If the police are called, you will be asked to give a statement detailing what happened from your point of view. However, you do not have to give this straight away, especially bearing in mind how stressful an accident can be – most people prefer to give their statements after the shock has subsided and they have a clearer view.

The police are also likely to breathalyse all drivers at the scene as a matter of course (if possible), and will ask to see your documents to prove you are a legal driver. If you are unable to supply these there and then, you may be given a “producer”, which means you have to take them to your nearest police station within a certain time frame.

As soon as possible after gaining all of the information required from the other driver and speaking to the police, if needed, phone your insurance company and explain what has happened and provide them with the details of the other party. You must phone your insurance company even if you feel that you are not the one at fault, because the accident must be logged in the first instance.  For this reason, it is worth having your policy number and contact number of your insurance company safely stored in your car, or saved within your mobile phone. 
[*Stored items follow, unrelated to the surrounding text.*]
PR #15, opened 2020-02-09
Add Firefox and VP8 support to the simple example

at-wat:
Now, it should work both on Firefox and Chrome.

### DIFF
--- a/examples/simple/main.go
+++ b/examples/simple/main.go
@@ -7,7 +7,13 @@ import (
 	"github.com/pion/mediadevices/examples/internal/signal"
 	_ "github.com/pion/mediadevices/pkg/codec/openh264" // This is required to register h264 video encoder
 	_ "github.com/pion/mediadevices/pkg/codec/opus"     // This is required to register opus audio encoder
+	_ "github.com/pion/mediadevices/pkg/codec/vpx"
+	"github.com/pion/mediadevices/pkg/frame"
 	"github.com/pion/webrtc/v2"
+)
+
+const (
+	videoCodecName = webrtc.VP8
 )
 
 func main() {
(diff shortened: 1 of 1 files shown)


examples/simple/main.go
```diff
@@ -39,9 +54,10 @@ func main() {
 			c.Enabled = true
 		},
 		Video: func(c *mediadevices.MediaTrackConstraints) {
-			c.Codec = webrtc.H264
+			c.Codec = videoCodecName
+			c.FrameFormat = frame.FormatI420 // most of the encoder accepts I420
 			c.Enabled = true
-			c.Width = 800
+			c.Width = 640
```
at-wat: I think most of the camera supports 640x480. Mine doesn't support 800x480...

examples/simple/main.go
```diff
@@ -7,9 +7,15 @@ import (
 	"github.com/pion/mediadevices/examples/internal/signal"
 	_ "github.com/pion/mediadevices/pkg/codec/openh264" // This is required to register h264 video encoder
 	_ "github.com/pion/mediadevices/pkg/codec/opus"     // This is required to register opus audio encoder
+	_ "github.com/pion/mediadevices/pkg/codec/vpx"
+	"github.com/pion/mediadevices/pkg/frame"
 	"github.com/pion/webrtc/v2"
 )
 
+const (
+	videoCodecName = webrtc.VP8
```
at-wat: Revert it to the original one, H264.

at-wat: Oh, firefox doesn't support H264.

lherman-cs: Oh really. I didn't know that. I was wondering why the example didn't work for H264.... Thanks

examples/simple/main.go
lherman-cs: I see. I guess my camera is the weird one, lol

examples/simple/main.go
```diff
@@ -56,9 +72,10 @@ func main() {
 		}
 	}
 
-	// Wait for the offer to be pasted
-	offer := webrtc.SessionDescription{}
-	signal.Decode(signal.MustReadStdin(), &offer)
+	// Tweak transceiver direction to work with Firefox
+	for _, t := range peerConnection.GetTransceivers() {
+		t.Direction = webrtc.RTPTransceiverDirectionSendonly
```
lherman-cs: Ah, this is new to me too. I didn't know that Firefox requires the directions. Thanks

examples/simple/main.go
```diff
@@ -19,8 +25,17 @@ func main() {
...
 	}
 
+	// Wait for the offer to be pasted
+	offer := webrtc.SessionDescription{}
+	signal.Decode(signal.MustReadStdin(), &offer)
+
 	// Create a new RTCPeerConnection
-	peerConnection, err := webrtc.NewPeerConnection(config)
+	mediaEngine := webrtc.MediaEngine{}
+	if err := mediaEngine.PopulateFromSDP(offer); err != nil {
```
lherman-cs: This makes sense.

at-wat:
> The audio seems to be not working on Firefox.

Oh, really. On my linux environment, audio also works fine.

PR #17, opened 2020-02-09
Add ToI420 converter

lherman-cs:
Moved I420 converter from vpx.go, converted `video.Reader` in openh264.go, and created ToI420 to convert a `video.Reader` to a new `video.Reader` that will emit images in I420 format.


lherman-cs:
> LGTM!
> 
> You might also like to add it to h264:
> https://github.com/pion/mediadevices/blob/e4da8fae14ba6c1e0e7d94fd339f77898fd4bb32/pkg/codec/openh264/openh264.go#L72-L81

Good catch. I've updated the PR to include it.

PR #28, opened 2020-02-10
Add OnEnded handler

### LINKED ISSUE #18: Add device/codec error handler
In Web API, `MediaStreamTrack.ended` event is fired and `MediaStreamTrack.onended` handler is called on such errors.
https://developer.mozilla.org/en-US/docs/Web/API/MediaStreamTrack/onended
> This event occurs when the track will no longer provide data to the stream for any reason, including the end of the media input being reached, the user revoking needed permissions, the source device being removed, or the remote peer ending a connection.

https://github.com/pion/mediadevices/blob/e4da8fae14ba6c1e0e7d94fd339f77898fd4bb32/track.go#L115-L124
https://github.com/pion/mediadevices/blob/e4da8fae14ba6c1e0e7d94fd339f77898fd4bb32/track.go#L181-L185

at-wat:
In Web API, `MediaStreamTrack.ended` event is fired and
`MediaStreamTrack.onended` handler is called on device error.
This commit adds same way to handle errors.

### Reference issue
Fixes #18

### DIFF
--- a/examples/simple/main.go
+++ b/examples/simple/main.go
@@ -66,7 +66,12 @@ func main() {
 	}
 
 	for _, tracker := range s.GetTracks() {
-		_, err = peerConnection.AddTrack(tracker.Track())
+		t := tracker.Track()
+		tracker.OnEnded(func(err error) {
+			fmt.Printf("Track (ID: %s, Label: %s) ended with error: %v\n",
+				t.ID(), t.Label(), err)
+		})
+		_, err = peerConnection.AddTrack(t)
 		if err != nil {
 			panic(err)
 		}
--- a/track.go
+++ b/track.go
@@ -4,6 +4,7 @@ import (
 	"fmt"
 	"io"
 	"math/rand"
+	"sync/atomic"
 
 	"github.com/pion/mediadevices/pkg/codec"
 	"github.com/pion/mediadevices/pkg/driver"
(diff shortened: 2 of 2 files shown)


examples/simple/main.go
```diff
@@ -66,6 +66,11 @@ func main() {
 	}
 
 	for _, tracker := range s.GetTracks() {
+		t := tracker.Track()
+		tracker.OnEnded(func(err error) {
+			fmt.Printf("Track (ID: %s, Label: %s) ended with error: %v\n",
+				t.ID(), t.Label(), err)
```
at-wat: It works like:
```
Track (ID: video, Label: 10afd1bd-dee0-452a-85eb-b49cbea60194) ended with error: EOF
```
on camera disconnection.

BTW, ID and Label are swapped?

lherman-cs: Oops, I'll fix that. Here's the issue, https://github.com/pion/mediadevices/issues/32.

examples/simple/main.go
```diff
@@ -66,6 +66,11 @@ func main() {
...
+		})
 		_, err = peerConnection.AddTrack(tracker.Track())
```
lherman-cs: Could you please change this to `_, err = peerConnection.AddTrack(t)`?

at-wat: Fixed!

It is important to tell your insurance company as soon as possible as, if you delay, the other driver could try to make a claim on your policy – it is always best to strike while the iron is hot. Insurance call centre workers are trained to offer advice and support if you are upset on the phone; they understand what a stressful time this can be. You should never admit liability for the accident (even if you think it was your fault) until you have taken advice from your insurer.

Equally, if you think that the other driver was the most at fault and therefore caused the accident, it is possible for you to claim on their policy. Again, your insurer will advise you on this.

If the car is in a condition in which it is still safely driveable, once you have spoken to the driver and gathered their information and spoken to your insurance company, it is advisable to move from the scene of the accident.

If the car is badly damaged, your insurance company will advise you on what to do, or you can use your breakdown cover to help.